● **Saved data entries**
+===+

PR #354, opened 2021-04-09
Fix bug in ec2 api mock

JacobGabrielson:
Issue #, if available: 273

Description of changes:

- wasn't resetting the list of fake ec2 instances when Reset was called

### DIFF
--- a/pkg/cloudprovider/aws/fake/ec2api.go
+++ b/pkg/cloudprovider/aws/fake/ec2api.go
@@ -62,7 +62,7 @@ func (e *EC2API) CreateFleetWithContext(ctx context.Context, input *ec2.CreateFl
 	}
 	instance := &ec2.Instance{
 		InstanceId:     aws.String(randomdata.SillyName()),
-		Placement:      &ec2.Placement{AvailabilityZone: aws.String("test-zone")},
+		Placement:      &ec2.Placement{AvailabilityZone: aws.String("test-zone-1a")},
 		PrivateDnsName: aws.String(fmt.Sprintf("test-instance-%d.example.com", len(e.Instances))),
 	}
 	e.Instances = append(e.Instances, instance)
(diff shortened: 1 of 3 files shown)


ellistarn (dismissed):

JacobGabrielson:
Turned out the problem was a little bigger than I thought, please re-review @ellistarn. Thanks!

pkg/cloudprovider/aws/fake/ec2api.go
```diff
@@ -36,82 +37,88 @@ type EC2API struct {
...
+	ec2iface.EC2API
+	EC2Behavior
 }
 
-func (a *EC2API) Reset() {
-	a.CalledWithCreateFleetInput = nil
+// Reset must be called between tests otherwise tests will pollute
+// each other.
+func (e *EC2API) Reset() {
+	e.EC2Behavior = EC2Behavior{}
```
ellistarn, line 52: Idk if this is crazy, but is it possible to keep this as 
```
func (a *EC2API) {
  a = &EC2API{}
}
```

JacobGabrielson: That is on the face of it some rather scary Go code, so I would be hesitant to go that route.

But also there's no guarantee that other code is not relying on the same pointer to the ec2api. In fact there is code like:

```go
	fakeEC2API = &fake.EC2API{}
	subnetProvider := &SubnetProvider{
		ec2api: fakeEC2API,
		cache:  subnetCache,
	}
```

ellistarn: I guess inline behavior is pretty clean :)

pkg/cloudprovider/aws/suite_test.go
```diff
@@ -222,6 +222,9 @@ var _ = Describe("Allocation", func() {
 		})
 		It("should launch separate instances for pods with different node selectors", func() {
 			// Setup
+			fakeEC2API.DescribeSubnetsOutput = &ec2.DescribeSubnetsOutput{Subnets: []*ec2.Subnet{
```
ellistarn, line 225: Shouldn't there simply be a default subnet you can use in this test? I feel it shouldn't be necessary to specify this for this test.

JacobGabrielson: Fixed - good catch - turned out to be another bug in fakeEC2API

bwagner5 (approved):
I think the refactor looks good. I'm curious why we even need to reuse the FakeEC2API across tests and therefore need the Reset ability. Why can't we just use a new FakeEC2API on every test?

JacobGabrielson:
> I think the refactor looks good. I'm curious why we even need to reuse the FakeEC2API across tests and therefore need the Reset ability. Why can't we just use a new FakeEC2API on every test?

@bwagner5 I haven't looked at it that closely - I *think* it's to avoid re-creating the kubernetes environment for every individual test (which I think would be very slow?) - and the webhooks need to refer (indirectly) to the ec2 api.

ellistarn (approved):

+===+

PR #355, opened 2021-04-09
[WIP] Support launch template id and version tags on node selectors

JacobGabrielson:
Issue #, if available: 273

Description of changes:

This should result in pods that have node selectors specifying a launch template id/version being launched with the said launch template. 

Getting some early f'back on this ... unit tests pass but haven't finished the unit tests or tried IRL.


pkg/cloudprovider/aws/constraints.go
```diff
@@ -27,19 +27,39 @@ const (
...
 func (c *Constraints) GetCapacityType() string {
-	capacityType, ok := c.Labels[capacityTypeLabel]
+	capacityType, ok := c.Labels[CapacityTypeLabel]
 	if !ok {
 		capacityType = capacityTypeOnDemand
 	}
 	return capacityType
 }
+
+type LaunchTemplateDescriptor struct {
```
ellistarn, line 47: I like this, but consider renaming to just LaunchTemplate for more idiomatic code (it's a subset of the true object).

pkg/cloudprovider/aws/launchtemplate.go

+===+

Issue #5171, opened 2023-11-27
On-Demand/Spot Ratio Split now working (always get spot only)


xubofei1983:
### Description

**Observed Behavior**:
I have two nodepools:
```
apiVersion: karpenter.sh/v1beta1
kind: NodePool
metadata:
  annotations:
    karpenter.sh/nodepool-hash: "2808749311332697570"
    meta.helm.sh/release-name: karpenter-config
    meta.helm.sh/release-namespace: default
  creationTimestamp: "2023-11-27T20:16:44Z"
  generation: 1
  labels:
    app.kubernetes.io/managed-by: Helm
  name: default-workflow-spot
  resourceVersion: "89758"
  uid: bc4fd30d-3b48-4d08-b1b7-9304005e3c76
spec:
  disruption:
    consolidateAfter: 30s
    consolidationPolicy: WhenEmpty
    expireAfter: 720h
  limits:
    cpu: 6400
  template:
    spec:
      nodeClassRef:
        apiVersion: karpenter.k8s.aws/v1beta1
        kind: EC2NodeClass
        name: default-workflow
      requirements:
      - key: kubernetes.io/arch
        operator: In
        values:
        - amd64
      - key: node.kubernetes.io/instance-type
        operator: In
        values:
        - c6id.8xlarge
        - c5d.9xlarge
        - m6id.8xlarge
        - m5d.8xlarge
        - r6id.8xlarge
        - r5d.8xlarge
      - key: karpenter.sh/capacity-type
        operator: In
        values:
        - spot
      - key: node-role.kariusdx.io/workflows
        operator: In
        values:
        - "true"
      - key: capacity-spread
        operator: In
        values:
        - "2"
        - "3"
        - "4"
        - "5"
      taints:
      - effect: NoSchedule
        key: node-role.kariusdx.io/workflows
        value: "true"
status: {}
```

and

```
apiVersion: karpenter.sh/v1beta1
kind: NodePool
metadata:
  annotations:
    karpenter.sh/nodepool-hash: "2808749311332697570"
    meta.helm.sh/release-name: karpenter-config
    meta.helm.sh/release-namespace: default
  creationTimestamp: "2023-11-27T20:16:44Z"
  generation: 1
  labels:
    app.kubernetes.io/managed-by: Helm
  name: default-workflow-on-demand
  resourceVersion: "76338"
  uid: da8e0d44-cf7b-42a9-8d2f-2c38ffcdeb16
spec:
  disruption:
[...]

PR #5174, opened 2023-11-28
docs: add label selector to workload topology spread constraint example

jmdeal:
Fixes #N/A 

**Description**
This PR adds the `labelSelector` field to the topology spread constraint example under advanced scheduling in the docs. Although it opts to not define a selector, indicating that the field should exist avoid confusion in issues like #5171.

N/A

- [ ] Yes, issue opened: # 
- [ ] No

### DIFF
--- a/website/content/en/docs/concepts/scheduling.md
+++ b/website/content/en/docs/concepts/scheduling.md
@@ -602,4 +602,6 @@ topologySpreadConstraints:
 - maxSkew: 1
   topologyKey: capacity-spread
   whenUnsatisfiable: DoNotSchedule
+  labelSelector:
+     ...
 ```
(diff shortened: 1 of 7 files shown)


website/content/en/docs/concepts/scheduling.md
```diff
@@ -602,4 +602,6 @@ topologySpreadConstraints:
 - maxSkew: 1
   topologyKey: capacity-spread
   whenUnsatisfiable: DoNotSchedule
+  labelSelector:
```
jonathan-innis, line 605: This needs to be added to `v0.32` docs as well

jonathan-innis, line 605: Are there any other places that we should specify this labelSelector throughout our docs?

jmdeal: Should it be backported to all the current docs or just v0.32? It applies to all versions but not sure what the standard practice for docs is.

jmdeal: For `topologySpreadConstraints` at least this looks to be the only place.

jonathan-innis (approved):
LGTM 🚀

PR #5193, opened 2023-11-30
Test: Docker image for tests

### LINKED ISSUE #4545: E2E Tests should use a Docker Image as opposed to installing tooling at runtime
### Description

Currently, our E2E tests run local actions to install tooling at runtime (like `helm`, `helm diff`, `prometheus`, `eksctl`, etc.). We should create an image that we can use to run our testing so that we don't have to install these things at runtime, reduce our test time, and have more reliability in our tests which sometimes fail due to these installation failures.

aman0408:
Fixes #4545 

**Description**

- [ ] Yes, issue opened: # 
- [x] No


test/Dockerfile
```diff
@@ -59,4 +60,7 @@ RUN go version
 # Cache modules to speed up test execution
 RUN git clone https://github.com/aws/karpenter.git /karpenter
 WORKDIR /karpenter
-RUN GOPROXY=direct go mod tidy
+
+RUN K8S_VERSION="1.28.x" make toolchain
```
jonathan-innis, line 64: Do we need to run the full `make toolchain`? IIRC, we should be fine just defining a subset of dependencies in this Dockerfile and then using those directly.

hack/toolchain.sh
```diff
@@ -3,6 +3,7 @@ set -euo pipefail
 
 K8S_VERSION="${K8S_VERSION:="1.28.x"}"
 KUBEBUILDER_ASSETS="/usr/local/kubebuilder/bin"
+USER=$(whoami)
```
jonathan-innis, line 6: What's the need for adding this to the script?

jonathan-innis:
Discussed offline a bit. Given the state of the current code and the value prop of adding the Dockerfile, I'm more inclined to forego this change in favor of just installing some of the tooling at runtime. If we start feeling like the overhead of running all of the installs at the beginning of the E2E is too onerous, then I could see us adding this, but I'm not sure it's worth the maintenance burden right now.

+===+

● **Work request**
An exact copy of the lines above, from the one containing "PR #354, opened 2021-04-09" down to the one containing "e.Instances = append(e.Instances, instance)" and including both, is the whole answer; retype it and nothing else.

● **Response**
PR #354, opened 2021-04-09
Fix bug in ec2 api mock

JacobGabrielson:
Issue #, if available: 273

Description of changes:

- wasn't resetting the list of fake ec2 instances when Reset was called

### DIFF
--- a/pkg/cloudprovider/aws/fake/ec2api.go
+++ b/pkg/cloudprovider/aws/fake/ec2api.go
@@ -62,7 +62,7 @@ func (e *EC2API) CreateFleetWithContext(ctx context.Context, input *ec2.CreateFl
 	}
 	instance := &ec2.Instance{
 		InstanceId:     aws.String(randomdata.SillyName()),
-		Placement:      &ec2.Placement{AvailabilityZone: aws.String("test-zone")},
+		Placement:      &ec2.Placement{AvailabilityZone: aws.String("test-zone-1a")},
 		PrivateDnsName: aws.String(fmt.Sprintf("test-instance-%d.example.com", len(e.Instances))),
 	}
 	e.Instances = append(e.Instances, instance)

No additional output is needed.